El Minuto | Los hechos de violencia cometidos por el Estado de Chile durante el Estallido Social de octubre de 2019, que en su oportunidad fueron denunciados internacionalmente y judicializados en nuestro país, condujeron a que el nuevo y emergente gobierno del Presidente Gabriel Boric deba necesariamente hacerse cargo de las indemnizaciones por los daños y perjuicios sufridos por las víctimas así declaradas. Sin embargo, miembros de la Corporación de Retornados han argumentado que, antes de reparar a las denominadas Víctimas del Estallido Social, el Estado de Chile aún está en deuda con las Víctimas de la Dictadura, en especial para con aquellos que fueron estafados por los créditos provenientes de Alemania.

En dos reuniones sostenidas en las oficinas de la Subsecretaría de Derechos Humanos del Ministerio de Justicia, con víctimas de violencia política durante la dictadura y, en presencia de uno de los abogados que representó a la Corporación de Retornados en este juicio, en los  Recursos de Casación de Forma y Fondo ante la instancia correspondiente, fueron advertidos por dicha cartera que primero se reparará a las Víctimas del Estallido Social y con posterioridad a las víctimas de la Operación Retorno y gran cantidad de presos políticos y víctimas aún sin reparar de esa época, lo que debiera ocurrir en los próximos tres años.

Los asistentes a estas reuniones, principalmente, el abogado, se preguntan que, si el Gobierno actual carece de fondos suficientes para otorgar ayuda social a los chilenos de menores ingresos, por la crisis económica e inflacionaria actual, cómo obtendrá los fondos para indemnizar a las Víctimas del Estallido Social y se hacen la siguiente pregunta: ¿Es que acaso el Gobierno deberá recurrir a dineros provenientes de la cooperación internacional? Si así ocurriese, los Retornados Políticos, y demás víctimas, señalan que no están dispuestos a continuar esperando y, por ello, decidieron hacer pública la situación anterior ocurrida con el Convenio chileno alemán, pues creen que los nuevos dineros tampoco llegarán a las Víctimas del Estallido Social.

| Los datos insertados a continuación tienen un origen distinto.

Issue #1389, opened 2019-08-08
[Error]   Build failed The command '/bin/sh -c apk update && apk add jq' returned a non-zero code: 1


lyly0906:
balena login is ok!
![image](https://user-images.githubusercontent.com/26811002/62696084-43b6bf00-ba0a-11e9-9ad0-447682a4e7aa.png)

balena devices is ok!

Por: Departamento de Estudios e Investigaciones |  El Minuto

A fojas 638 y siguientes, en una sentencia de más de 30 páginas, el 17 de junio de 1999, la Magistrada del Decimotercer Juzgado Civil de Santiago, doña Clara Carrasco Andonie, declara nulo de nulidad absoluta el Convenio suscrito entre Chile y Alemania el 26 de octubre de 1990 y además declara también nulo el Decreto 1171 publicado oficialmente el 29 de diciembre de 1993 por el Ministerio de Relaciones Exteriores de Chile que oficialmente promulgó dicho Convenio chileno-alemán.

Recordemos que dicho Convenio fue suscrito aquel año de 1990 por Sergio Molina Silva, en representación de Chile y en su calidad de Ministro de Planificación, y por el ciudadano alemán Wiegand Pabsch, entonces Embajador de la República Federal Alemana en Santiago de Chile.


Figura N°1: copia fotostática del considerando número 28 de la sentencia que deja nulo el Convenio de 1990 y el correspondiente DS 1171 de 1993.


Para la Corporación de Retornados los dineros provenientes de Alemania, a través del Banco Alemán de Compensaciones, de siglas DtA (Deutsche Ausgleichsbank), supuestamente para reparar y para financiar a las empresas que montaban en nuestro país los Retornados Políticos, no habría sido más que una ESTAFA perpetrada por el mismo Estado de Chile, puesto que los dineros provenientes de Alemania y remitidos al Banco del Estado de Chile (BECH), en su calidad de entidad receptora de fondos, nunca llegaron a sus titulares, los legítimos Retornados.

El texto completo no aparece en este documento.